Virtual Pets: Animatable Animal Generation in 3D Scenes
This work addresses the challenge of limited 3D motion data for immersive virtual experiences, offering a solution for generating animatable animals in 3D scenes, though it is incremental in leveraging existing techniques like NeRF.
The paper tackles the problem of generating realistic and diverse 3D motions for animals in 3D scenes by introducing Virtual Pet, a pipeline that uses monocular internet videos to create animatable animal models, achieving temporally coherent 4D outputs for cats and indoor environments.

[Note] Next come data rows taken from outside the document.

PR #1034, opened 2021-01-27
Enhancing cumulative grid trades.

faizan2590:
To be merged before https://github.com/gridsingularity/d3a/pull/1033

### DIFF
--- a/integration_tests/steps/jira_issues_tests.py
+++ b/integration_tests/steps/jira_issues_tests.py
@@ -24,6 +24,7 @@ from d3a.constants import TIME_ZONE
 from d3a.d3a_core.export import EXPORT_DEVICE_VARIABLES
 from d3a_interface.sim_results.market_price_energy_day import MarketPriceEnergyDay
 from d3a_interface.sim_results.bills import CumulativeBills
+from d3a_interface.sim_results.cumulative_grid_trades import CumulativeGridTrades
 
 
 def get_areas_from_2_house_grid(context):
@@ -299,10 +300,14 @@ def storage_decreases_bid_rate(context):
 
 @then('cumulative grid trades correctly reports the external trade')
 def area_external_trade(context):
-    cumulative_trade = context.simulation.endpoint_buffer.cumulative_grid_trades.current_trades
+    cumulative_trade = context.simulation.endpoint_buffer.cumulative_grid_trades.accumulated_trades
     house1 = list(filter(lambda x: x.name == "House 1", context.simulation.area.children))[0]
-    ext_trade = list(filter(lambda x: x['areaName'] == "External Trades",
-                            cumulative_trade[house1.uuid]))[0]['bars'][0]['energy']
+    cal_cum_trades = CumulativeGridTrades.generate_cumulative_grid_trades_target_area(
+            house1.uuid, {'cumulative_grid_trades': cumulative_trade.get(house1.uuid, None)}
+    )
+    ext_trade = sum(info['bars'][0]['energy']
+                    for info in cal_cum_trades[house1.uuid]
+                    if info['areaName'] == "External Trades")
     assert isclose(ext_trade, -1 * 0.666, rel_tol=1e-05)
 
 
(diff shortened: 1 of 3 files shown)


integration_tests/steps/jira_issues_tests.py
```diff
@@ -299,10 +300,14 @@ def storage_decreases_bid_rate(context):
...
+    cumulative_trade = context.simulation.endpoint_buffer.cumulative_grid_trades.accumulated_trades
     house1 = list(filter(lambda x: x.name == "House 1", context.simulation.area.children))[0]
-    ext_trade = list(filter(lambda x: x['areaName'] == "External Trades",
-                            cumulative_trade[house1.uuid]))[0]['bars'][0]['energy']
+    cal_cum_trades = CumulativeGridTrades.generate_cumulative_grid_trades_target_area(
+            house1.uuid, {'cumulative_grid_trades': cumulative_trade.get(house1.uuid, None)}
+    )
+    ext_trade = sum(info['bars'][0]['energy']
+                    for info in cal_cum_trades[house1.uuid]
+                    if info['areaName'] == "External Trades")
```
hannesdiedrich, line 310: Sorry, I dont understand why the `sum` is needed. Shouldn't there only be one `"External Trades"` member for the house1?

faizan2590: No, there could be many
Screen Shot 2021-01-27 at 08 57 05

hannesdiedrich: Ah, ok, you are checking the UI formated accumulated_trades here and in line 306 you are mimicking a return from the DB. Its ok to keep it, but i would re-add the check whether the `context.simulation.endpoint_buffer.cumulative_grid_trades.current_trades` data point is correct. 
BTW; why was this change needed? Did the test fail?

faizan2590: > but i would re-add the check whether the context.simulation.endpoint_buffer.cumulative_grid_trades.current_trades data point is correct

There is nothing inside cumulative_grid_trades.current_trades  after recent results endpoint enhancement, if you recall it was decided that only `accumulated_trades` would be calculated and saved to DB and `current_trades` the UI friendly with labels would be calculated on the fly

> BTW; why was this change needed? Did the test fail?
Yes, the recent result enhancement was tested via UI but not in standalone d3a run, fortunately only one failed as well also a self proving point that the recent results enhancement didn'T break anything major

hannesdiedrich:
```
There is nothing inside cumulative_grid_trades.current_trades after recent results endpoint enhancement, if you recall it was decided that only accumulated_trades would be calculated and saved to DB and current_trades the UI friendly with labels would be calculated on the fly
```
OK, but please get rid of the occurrences of `cumulative_grid_trades.current_trades` in the `generate_json_report` (here maybe double check with Colin or Chris whether this is really OK to deprecate, sorry, we should have thought about this also before) and also in the integrationtests.
Also, you can delete the `self.current_trades` in `CumulativeGridTrades` in the interface.
```
Yes, the recent result enhancement was tested via UI but not in standalone d3a run, fortunately only one failed as well also a self proving point that the recent results enhancement didn'T break anything major
```
OK, makes sense. Thanks

lana-shanghai (dismissed):
LGTM

integration_tests/steps/jira_issues_tests.py
faizan2590: Made a ticket: https://gridsingularity.atlassian.net/browse/D3ASIM-3263

All the other occurences are part of balancing market which is unused ATM, so I would rather not touch it

lana-shanghai (approved):
Would appreciate a comment in slack later on what exactly is the diff between current_trades and accumulated_trades! Otherwise LGTM

faizan2590:
> Would appreciate a comment in slack later on what exactly is the diff between current_trades and accumulated_trades! Otherwise LGTM

pinged on slack!

spyrostz (approved):
LGTM

PR #1035, opened 2021-01-27
added_pytz_to_requirements

hannesdiedrich:
This is needed to deserialize timezone aware timestamps send by the d3a-web.

### DIFF
--- a/requirements/base.txt
+++ b/requirements/base.txt
@@ -17,6 +17,7 @@ pip-tools==5.4.0          # via -r requirements/base.in
 plotly==4.14.1            # via -r requirements/base.in
 python-dateutil==2.8.1    # via pendulum
 python-rex==0.4           # via -r requirements/base.in
+pytz==2020.4              # via -r requirements/base.in
 pytzdata==2020.1          # via pendulum
 redis==3.5.3              # via -r requirements/base.in, rq
 regex==2020.11.13         # via awesome-slugify
--- a/requirements/base.txt
+++ b/requirements/base.txt
@@ -17,7 +17,7 @@ pip-tools==5.4.0          # via -r requirements/base.in
 plotly==4.14.1            # via -r requirements/base.in
 python-dateutil==2.8.1    # via pendulum
 python-rex==0.4           # via -r requirements/base.in
-pytz==2020.4              # via -r requirements/base.in
+pytz==2020.5              # via -r requirements/base.in
 pytzdata==2020.1          # via pendulum
 redis==3.5.3              # via -r requirements/base.in, rq
 regex==2020.11.13         # via awesome-slugify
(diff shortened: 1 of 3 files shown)


requirements/base.txt
```diff
@@ -17,6 +17,7 @@ pip-tools==5.4.0          # via -r requirements/base.in
 plotly==4.14.1            # via -r requirements/base.in
 python-dateutil==2.8.1    # via pendulum
 python-rex==0.4           # via -r requirements/base.in
+pytz==2020.4              # via -r requirements/base.in
```
faizan2590, line 20: Whats the background of injecting this dependency?

hannesdiedrich: https://github.com/gridsingularity/d3a/pull/1035#issue-562341305

faizan2590: Okay, but you have added it as dependency without using it anywhere in code

hannesdiedrich: It is used internally in pickle, when deserialising timezone aware timestamps. Pickle is (also) used when sending jobs via RQ.

faizan2590: Okay, I guess it could be removed from [pandapower](https://github.com/gridsingularity/d3a/blob/master/requirements/pandapower.txt#L22) dependency then as if powerflow is executed it would be executed on top of base dependencies

spyrostz: To provide some more feedback, it is used not only in pickle, but in Python in general https://docs.python.org/3/library/zoneinfo.html#module-zoneinfo. In case Python fails to detect the timezone in a system, it will try to find this package (pytz) in order to set the correct timezone for the system. You can check also the description of the package here https://github.com/python/tzdata . 
I would recommend to add it even as a failsafe, despite the fact that it is not used by our code (it will be used internally by Python if there is no timezone in a system). Keep in mind that this is a first-party package, therefore it will probably be quite painless to keep it in our requirements.

hannesdiedrich: @faizan2590 pytz must be a requirement of pandapower itself, because `pip-compile requirements/pandapower.in` adds it to `pandapower.txt` automatically. But now I upgraded pytz from 2020.4 to 2020.5

faizan2590: @hannesdiedrich I think this could be avoided via adding 
`-r base.txt`
 at the top of `pandapower.txt`

hannesdiedrich: @faizan2590 but then I have all the dependencies of base.txt also in pandapower.txt

faizan2590: I think thats okay as pandower dependency would work with d3a on top of base dependencies BUT lets leave it for now as we are not using it ATM.

faizan2590 (approved):
LGTM

spyrostz (approved):
LGTM

PR #1037, opened 2021-01-28
Check first if the area exists in the simulation state before trying …

spyrostz:
…to restore the state for it, and log a warning if the state is not there, to avoid crashing the whole simulation.


Hassan754 (approved):

hannesdiedrich (approved):
LGTM

faizan2590 (approved):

Toward unlocking the potential of generative models in immersive 4D experiences, we introduce Virtual Pet, a novel pipeline to model realistic and diverse motions for target animal species within a 3D environment. To circumvent the limited availability of 3D motion data aligned with environmental geometry, we leverage monocular internet videos and extract deformable NeRF representations for the foreground and static NeRF representations for the background. For this, we develop a reconstruction strategy, encompassing species-level shared template learning and per-video fine-tuning. Utilizing the reconstructed data, we then train a conditional 3D motion model to learn the trajectory and articulation of foreground animals in the context of 3D backgrounds. We showcase the efficacy of our pipeline with comprehensive qualitative and quantitative evaluations using cat videos. We also demonstrate versatility across unseen cats and indoor environments, producing temporally coherent 4D outputs for enriched virtual experiences.